A proposta de Borges para o tipo de imortalidade possível, do modo como discuti e como também o fez Aimée, seria portanto o contraponto efetivamente viável. Ou seja, a imortalidade sobrevém apenas com a tradição cultural que se propaga com a atuação de todos os homens. Aimée ressalta que Homero teria conseguido exatamente isso, uma vez que ele é recorrentemente referido por outros escritores. Todos escritos seriam continuação de Homero.

Outra ligação que falhei em estabelecer foi entre palavras (como registrei, os instrumentos para a imortalidade) e, logicamente, livros! São os livros que assumem o papel daquele espelho do mundo, com ele estabelecendo reflexos mútuos. Evidente! Livros são formados por vários outros livros, e gostei desta fala da Aimée: "Os textos de Borges são como bibliotecas." Igualmente não tinha percebido ativamente que Borges reproduz, nesse conto, sua teoria da imortalidade não somente pelas citações e referências - como afirmei -, mas também mediante reprodução da “narrativa de jornada” desenvolvida por Homero.

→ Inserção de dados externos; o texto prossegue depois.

PR #382, opened 2016-08-08
Fetch data from UMA server

holte:
This change will cause feature usage data to get fetched from an export server which can query the data, rather than reading from the JSON logs that we intend to stop producing.

### DIFF
--- a/admin.py
+++ b/admin.py
@@ -42,95 +42,62 @@ import common
 import models
 import settings
 
-
-# uma.googleplex.com/data/histograms/ids-chrome-histograms.txt
-BIGSTORE_BUCKET = '/uma-dashboards/'
-BIGSTORE_RESTFUL_URI = 'https://uma-dashboards.storage.googleapis.com/'
+UMA_QUERY_SERVER = 'https://uma-export.appspot.com/chromestatus/'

Além disso, desconhecia que o autor referia a si próprio como um escritor leitor; um autor que simplesmente reescreve tudo que lê. Fascinante.

Para finalizar, uma especulação. Aimée optou por não discutir as correntes filosóficas exploradas no conto por Borges, entretanto ela cita brevemente isto: "Ele cita aqui um filósofo Gianbattista Vico que falaria de uma teoria cíclica (...)". Daí, confabulo: ignorando a teoria desse filósofo italiano, será que consegui inferir corretamente a referência filosófica, ao fazer aquela relação da circularidade?! Em pesquisa breve no site Wikipedia, localizei estes dados

"Cyclical history (Corsi e ricorsi)

Vico believed in a cyclical philosophy of history where human history is created by man. His term for the cyclical nature of history was "corsi e ricorsi". Most importantly, man and society move in parallel from barbarism to civilization.
As societies become more developed socially, human nature also develops, and both manifest their development in changes in language, myth, folklore, economy, etc.; in short, social change produces cultural change.

Vico is therefore using an original organic idea that culture is a system of socially produced and structured elements. Hence, knowledge of any society comes from the social structure of that society, explicable, therefore, only in terms of its own language. As such, one may find a dialectical relationship between language, knowledge and social structure.


Relying on a complex etymology, Vico argues in the Scienza Nuova that civilization develops in a recurring cycle (ricorso) of three ages: (...)"

Não houve uma equivalência exata, mas cheguei relativamente perto. Boa. 

***
Adorei a brincadeira! Farei um esforço para manter esse exercício com a Aimée; a quem agradeço imensamente pelos vídeos.